Corporations must report special events to their shareholders as soon as the event can materially impact the company's results (affect the profits or losses of the company). The most common special events include the following:
Acquisitions: Before a company can finalize plans to acquire another company, it must report those plans to its shareholders.
Class-action lawsuits: If a company is the defendant in a class-action lawsuit that can have a material impact on its results in the future, the company must report the lawsuit and discuss its potential impact with shareholders.
Mergers: If two firms plan on merging, the firms’ management must inform shareholders and also ask them to vote on the merger. If shareholders in either company vote against the merger, the deal is likely cancelled. Sometimes companies may revise the deal and attempt a second shareholder vote.
Dividends: Whenever the board decides to pay dividends, it has to report that information to the shareholders. Of course, dividends are one of the few items boards enjoy reporting, so they usually make a very public announcement to shareholders about the dividend payments.
SEC investigation: If a company discovers that the SEC is investigating it, the company must report this knowledge to its shareholders in a timely manner.

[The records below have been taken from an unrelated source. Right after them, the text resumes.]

PR #518, opened 2024-10-08
feat: TRAC-40-adding-debug-logs-for-node-lambda-tracer-secret-masking

eugene-lumigo:
## Changes proposed

Adding debug logs for node lambda tracer secret masking

## Note to reviewers

[](https://lumigo.atlassian.net/browse/TRAC-40)


src/utils/payloadStringify.js
```diff
@@ -258,16 +268,34 @@ const invalidMaskingRegexWarning = runOneTimeWrapper((e) => {
 });
 
 const shallowMaskByRegex = (payload, regexes) => {
+  const byPassMaskingKeys = [
```
harelmo-lumigo, line 271: I would move this list to [this file](https://github.com/lumigo-io/lumigo-node/blob/13cf15fc85978bb8e6b2387c2fc4bb1d47c8ca7c/src/utils.ts#L23), and also use the constants of the env-var names instead of the names themselves - for consistency.
This will make a higher chance of us remembering to update that list once (and if) a new env-var is added

src/utils/payloadStringify.js
```diff
@@ -258,16 +268,34 @@ const invalidMaskingRegexWarning = runOneTimeWrapper((e) => {
...
     return payload;
   }
   if (typeof payload !== 'object') {
     logger.warn('Failed to mask payload, payload is not an object or string', payload);
     return payload;
   }
   return Object.keys(payload).reduce((acc, key) => {
-    if (keyContainsRegex(regexes, key)) {
+    if (byPassMaskingKeys.includes(key)) {
+      logger.debug('Bypass masking key', key);
```
harelmo-lumigo, line 295:
```suggestion
      logger.debug('Skipping masking of a Lumigo env-var', key);
```

src/utils/payloadStringify.js
```diff
@@ -277,6 +305,7 @@ const shallowMaskByRegex = (payload, regexes) => {
 };
 
 export const shallowMask = (context, payload) => {
+  logger.debug('Shallow masking payload', { context, payload });
```
harelmo-lumigo, line 308: Logging the entire payload might incur a high Cloudwatch cost. I think logging `payloadKeys: Object.keys(payload)` instead might be better without losing important data in this context

src/utils/payloadStringify.test.js
```diff
@@ -3,6 +3,7 @@ import {
   LUMIGO_SECRET_MASKING_ALL_MAGIC,
   LUMIGO_SECRET_MASKING_EXACT_PATH,
   LUMIGO_SECRET_MASKING_REGEX,
+  OMITTING_KEYS_REGEXES,
```
harelmo-lumigo, line 6: I think we don't need this imported here - any value would have been masked before the fix, and any value would be kept after it, so it's fine to some dummy const value - using this special value confused my a bit as I thought it has a special meaning in this case.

Stock splits: A stock split occurs when the board decides to make one share of stock worth more than one share. For example, a stock split may be two shares for one, which means that each shareholder gets two shares of stock for each share that he holds.
Most times, a company announces a stock split when it believes the price of its stock has gotten too high for the market. So a stock that sells for $100 before a two-for-one stock split sells for $50 a share after the split.
In short, a company must give its shareholders the lowdown on anything that materially impacts the business's value. In fact, companies must report to the public and to financial analysts within 24 hours of telling any company outsider about a major event.